Armed with your new understanding of SELinux and it's associated attributes (secutiy contexts, types, roles, levels and the likes) it's time to re-examine the commands we issued in the first blog post, to enable SELinux access to userdir apache settings.

Prior to executing the following commands :

#setsebool -P httpd_enable_homedirs 1
 &
#chcon -R -t httpd_sys_content_t ~user/public_html


We were still receiving 403 errors, when trying to access local documents via userdir directories.  So what have we done, through the execution of the two commands to change it ?

First !  setsebool ,

To change parts of the SELinux policy at runtime without having to reload a new policy, we manipulate the boolean values of specific daemons with respect to the SELinux policy.

"booleans - Policy booleans enable runtime customization of SELinux policy." (boolean(8))

in the 'setsebool' command above, we are using the option -P, which specifies that the value we are manipulating remain persistent across reboots. 

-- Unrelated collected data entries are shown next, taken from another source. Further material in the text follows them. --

PR #1856, opened 2019-05-21
pause printer by flag

ondratu:


Firmware/Marlin_main.cpp
```diff
@@ -156,6 +156,9 @@
 //=============================imported variables============================
 //===========================================================================
 
+#ifdef FANCHECK
+extern volatile bool fan_check_error;
```
mkbel: This should go into header file.

ondratu: done

mkbel (approved):

PR #1875, opened 2019-05-27
Added thermistor table 67

tafypz:
Added thermistor table 67 for Slice engineering 450 C thermistor. Table was retrieved from the marlin bugfix-2.0.x branch and edited to match prusa3d firmware syntax


SiwatS (commented):
there are some un necessary diff on the file

tafypz:
> there are some un necessary diff on the file

All these diffs were trailing white spaces that I thought I would clean up to be consistent with the rest. I can add the trailing white spaces if necessary.

PR #1888, opened 2019-05-30
Always cut independent

mkbel:
This is experimental feature requested by our test department. There is no known use for ordinary user. If enabled by MMU_ALWAYS_CUT preprocessor macro (not enabled by default) and enabled from printer menu (not enabled by default). It cuts filament every time when switching filament from gcode.


DRracer (approved):
I agree with merging this experimental piece of code (guarded with #ifdefs as proposed). It may come handy in future testing sessions.

PR #1889, opened 2019-05-31
Fan check error fix

DRracer:
When the user didn't resolve the fan error and tried to resume printing, the printer could get into an undefined state.

### DIFF
--- a/Firmware/pins_Einsy_1_0.h
+++ b/Firmware/pins_Einsy_1_0.h
@@ -99,8 +99,7 @@
 
 //#define KILL_PIN            32
 
-// LCD backlight pin may interfere with something, this is yet to be found out correctly
-#define LCD_BL_PIN          5   //backlight control pin
+//#define LCD_BL_PIN          5   //backlight control pin
 #define BEEPER              84  // Beeper on AUX-4
 #define LCD_PINS_RS         82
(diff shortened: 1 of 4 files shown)


Firmware/pins_Einsy_1_0.h
```diff
@@ -99,7 +99,8 @@
 
 //#define KILL_PIN            32
 
-//#define LCD_BL_PIN          5   //backlight control pin
+// LCD backlight pin may interfere with something, this is yet to be found out correctly
+#define LCD_BL_PIN          5   //backlight control pin
```
mkbel: Is not related to fan check error fix

mkbel (changes requested):

Firmware/pins_Einsy_1_0.h
DRracer: reverted...

Firmware/temperature.cpp
```diff
@@ -522,6 +528,19 @@ void checkFanSpeed()
 	}
 }
 
+void fanSpeedErrorBeep(const char *serialMsg, const char *lcdMsg){
```
mkbel: It doesn't need to be global function.

mkbel (approved):

PR #1893, opened 2019-06-05
Filament runout mk3

DRracer:


Firmware/pins_Einsy_1_0.h
```diff
@@ -99,7 +99,8 @@
 
 //#define KILL_PIN            32
 
-//#define LCD_BL_PIN          5   //backlight control pin
+// LCD backlight pin may interfere with something, this is yet to be found out correctly
+#define LCD_BL_PIN          5   //backlight control pin
```
mkbel: It looks like it has nothing to do with filament runout.

Firmware/Marlin_main.cpp
```diff
@@ -3553,10 +3553,6 @@ void process_commands()
                enquecommand_P(PSTR("M24")); 
 		}	
 #ifdef FILAMENT_SENSOR
-		else if (code_seen("fsensor_recover_IR")) //! PRUSA fsensor_recover_IR
-		{
-			fsensor_restore_print_and_continue_IR();
```
mkbel, line 3558: Prototype of non-existent function extern void fsensor_restore_print_and_continue_IR(void);
not removed from fsensor.h

Firmware/Marlin_main.cpp
```diff
@@ -6628,8 +6624,13 @@ if((eSoundMode==e_SOUND_MODE_LOUD)||(eSoundMode==e_SOUND_MODE_ONCE))
...
           #ifdef FILAMENTCHANGE_ZADD
-            z_shift= FILAMENTCHANGE_ZADD ;
-            if(current_position[Z_AXIS] < 25) z_shift+= 25 ;
+			static_assert(Z_MAX_POS < (255 - FILAMENTCHANGE_ZADD), "Z-range too high, change the following code from uint8_t to uint16_t");
+			// avoid floating point arithmetics when not necessary - results in shorter code
+			uint8_t ztmp = uint8_t( current_position[Z_AXIS] );
+			if(ztmp < uint8_t(25)){
+				z_shift = uint8_t(25) - ztmp; // make sure to be at least 25mm above the heat bed
+			}
+			z_shift += FILAMENTCHANGE_ZADD ; // always move above printout
```
mkbel: It would be nice to extract this snipped into function, so it can be checked, if it does what is intended.

mkbel:
File pins Ensy is still marked as changed because of its mode.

The boolean in this case is "httpd_enable_homedirs".   Allowing httpd to read home directories.  To determine what the current boolean settings are on your particular machine, provided you have SELinux installed and enforcing a policy run any of the following commands:

$getsebool -a
#semanage boolean -l
$getsebool httpd_enable_homedirs

The boolean value of 1 signifying 'on' and 0 signalling 'off'.

Next comes, chcon,

The chcon command changes the SELinux context for files. Keep in mind changes made with the chcon command do not survive a file system relabel, or the execution of the /sbin/restorecon command.  Essentially what we are doing here, is recursively (-R) changing the SELinux type (-t) association of all security contexts contained in '~user/public_html' to httpd_sys_content_t , which depending on the type of policy currently enforced, can be manipulated once again.

So there you have it, the truth about SELinux, how to properly configure Apache to work with USERDIRS and SELinux, and a bit of information related to the configuring of SELinux on the whole.

Hope it helped.

Expect more to come on the topic of SELinux.  Enjoyed writing this article.